Although these two rules seem very intuitive, their enforcement is tricky in some cases. We explained earlier that we define three events for types: the create, load, and reclaim events. The rationale is a sequencing one. Type definitions are by definition recursive and potentially cyclic. This suggests to separate the definition of a type from its mere existence so to be able to break cyclic dependencies in type definitions. The create event must precede the load event which must precede the reclaim event. Any other event referring to a class must appear after the load event for that class. For certain languages, maintaining such a precedence invariant in the VM can be tricky. For instance, consider the static initializer feature in the Java language. Static initializers are snippets of code which initialize class static fields at load time. Care must be taken to issue the class load event before any static initializer is run, otherwise the sequencing rules would be violated, having events such as enter and leave events referring to a non-loaded class.
Consider the more interesting case of partial reporting. In this context, listeners are allowed to get only a partial view of the running system. Many different ways have been designed to specify which partial view. Some of the partial reporting options that can be provided include: (i) listen only to one kind of events (type, execution, object, or synchronization); (ii) filtering events on a thread basis; and (iii) suspend and resume monitoring, globally or selectively per thread.
In the event of partial reporting, the previous sequencing rules are not enough to ensure consistency. The following three rules must be added to the above two rules:
3. No defined entity may be reclaimed without its reclamation being reported.
4. No invocation may be reported without its parent being reported.
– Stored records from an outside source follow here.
PR #829, opened 2025-08-28
Small bugfixes in the component macros

jprendes:
These are the changes required for [hyperlight-wasm-http-example](https://github.com/jprendes/hyperlight-wasm-http-example/) to build and run correctly.

I think that we need better test coverage for the macro, and I believe @syntactically is working on that.
However, I would like to get these changes in for the 0.9.0 release.

The change in `resolve_tv`, in the case of a `TypeBound::SubResource` the function was returning a relative index instead of an absolute index. In the other non-recursive branch, `TypeBound::Eq`, we need to return the relative index. I believe @syntactically is also working on a more sane refactor of this method.

The change in the generated code, when the host sends some resource to the guest, it needs to insert them in the resource table, for that the code in `#marshal` assumes that a variable `rts` is in scope, which was not the case. Also, `rts` is behind a mutex that we need to release before doing the actual guest function call, so creation of `args` is moved forward.

### DIFF
--- a/src/hyperlight_component_util/src/emit.rs
+++ b/src/hyperlight_component_util/src/emit.rs
@@ -589,12 +589,13 @@ impl<'a, 'b> State<'a, 'b> {
     /// ends up with a resource type, in which case we return the
     /// resource index
     pub fn resolve_tv(&self, n: u32) -> (u32, Option<Defined<'b>>) {
-        match &self.bound_vars[self.var_offset + n as usize].bound {
+        let m = n + self.var_offset as u32;
+        match &self.bound_vars[m as usize].bound {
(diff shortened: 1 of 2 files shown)


syntactically:
> In the other non-recursive branch, TypeBound::Eq, we need to return the relative index

Yes, this is because it is used to find a type name as well as the actual type in some of the marshalling code, I think. I have a version of this is that has a bit clearer of a comment and uses a little structure for the return value of the method to make it much more clear what is going on.

I am doing the final bit of getting tests to be more complete, fixing some other issues that popped up as well, checking if a name collision issue we also saw is real, and disentangling from other aarch64 changes I was working on, so my slightly larger PR should be up within a couple of hours (within plenty of time for the release)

5. The four synchronization events (acquire, release, beginwait, end-wait) must always exhibit a well-formed sequence.
These rules have to be maintained by the running system as do the first two sequencing rules. However, it is important to notice that even though reporting has been totally or partially turned off, maintaining these rules remains a requirement. In other words, monitoring is never turned off as a subsystem, it may only not report anything.